Mechanisms and Energetics of Membrane Fusion
Collaborators: Reinhard Jahn, Neurobiology Department, MPI-NAT Göttingen; Marcus Müller, Department of Theoretical Physics, Soft Matter and Biophysics Group, University of Göttingen
Financial Support: Collaborative Research Center SFB 803 Functionality controlled by organization in and between membranes
Lipid membranes have rich physical properties and undergo a variety of conformational changes in the course of cellular processes. As part of a collaborative research center SFB 803, and in collaboration with the groups of Reinhard Jahn and Marcus Müller, we study these remodeling processes and how they are regulated by membrane proteins. A particular focus is on complex multi-step events, like synaptic and viral fusion, where the interplay of heterogeneous lipid compositions and regulatory proteins remains unclear. We use molecular dynamics (MD) simulations to resolve the physics governing these processes, with a special focus on the underlying quantitative energetic budgets –so-called free energy landscapes– and atomistic mechanisms.

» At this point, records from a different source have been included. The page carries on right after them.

PR #5995, opened 2026-01-07
`<flat_map>`: Minor cleanups of iterator operations in `flat_map` members `_Erase_if` etc.

vmichal:
Minor cleanups without changing meaning - removing single-use local variables and cleanups in iterator arithmetic.


vmichal:
Ah, incorrect target branch 😢

StephanTLavavej:
I've made that mistake too! :joy_cat:

PR #5997, opened 2026-01-07
STL.natvis: Add `c_str` intrinsic function

gregg-miskelly:
This PR adds a `c_str` intrinsic function to std::basic_string so that it is easier to compare the value of an std::string in a conditional breakpoint. Ideally, we would also include `operator==` and `operator!=` implementations, but CppDebug doesn't have a good way of implementing that currently, but this is still a useful start.

Example of comparing an std::string too a string literal in a conditional breakpoints with this change: `strcmp(myStdStringVariable.c_str(), "some_literal") == 0`


StephanTLavavej:
@gregg-miskelly Thanks for triple-mirroring this as VS-PR-698144! I'll get this merged to GitHub and MSVC in my next merge batch.

StephanTLavavej:

StephanTLavavej:
Thanks for improving one of our most important visualizers, and congratulations on your first microsoft/STL commit! :smile_cat:

:red_square::green_square:
:blue_square::yellow_square:
===

PR #6001, opened 2026-01-09
`<flat_meow>`: Minor cleanups - Use member `begin`/`end` when possible, use arithmetic for random access iterators

vmichal:
Implement changes discussed here https://discord.com/channels/737189251069771789/832305953562427513/1458503204546543739

- Since `<flat_meow>` adaptors require underlying containers to provide random access iterators, we don't need calls to `distance`, `next`, `prev` and similar - replace them with arithmetic operators.
- Since key and mapped containers are required to fulfill container requirements, use member functions for `begin`, `end` etc.

- At the moment, some libcxx tests have been FAILed since they use `MinSequenceContainer` that lacks member `cend()`. I have opened PR to LLVM-175114 that will fix it.


tests/libcxx/expected_results.txt
```diff
@@ -204,6 +204,19 @@ std/containers/views/mdspan/layout_right/ctor.layout_stride.pass.cpp FAIL
 # If any feature-test macro test is failing, this consolidated test will also fail.
 std/language.support/support.limits/support.limits.general/version.version.compile.pass.cpp FAIL
 
+# Test uses MinSequenceContainer that does not provide `cend()` member function (LLVM-175114)
```
frederick-vs-ja: I think it's better to move these to the "LIKELY BOGUS TESTS" section.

Recent projects have studied isolated aspects of membrane fusion such as bending elasticity at extreme curvature [Bubnis et al., 2016], or the mechanism of aqueous pore nucleation. Other projects have addressed broader topics, like how the mechanical action of SNARE proteins controls the geometry and energetics of hemifusion stalk expansion [Risselada et al., 2014a], or how viral fusion proteins can trigger a 'leaky,' asymmetric fusion mechanism involving a stablized "stalk-pore" intermediate [Risselada et al., 2012a]. Coarse grained simulations and continuum models have also revealed that stable, nanometer-size "rim-pores" can form at the edges of hemifusion diaphragms [Risselada et al., 2012b, Risselada et al., 2014b].
A parallel focus is to develop novel enhanced sampling methods to access the high energy intermediate states (transition states) that connect the stable structures. One example is a permutation reduction scheme that preserves lipid sorting, minimally influencing ensemble properties, thereby enabling standard linear reaction coordinate biasing (i.e. umbrella sampling) for computing free energies [Bubnis et al., 2016]. Another method under development uses pore "gizmos" (artificial molecules) to help sample the transient topological intermediates between the open and closed pore states.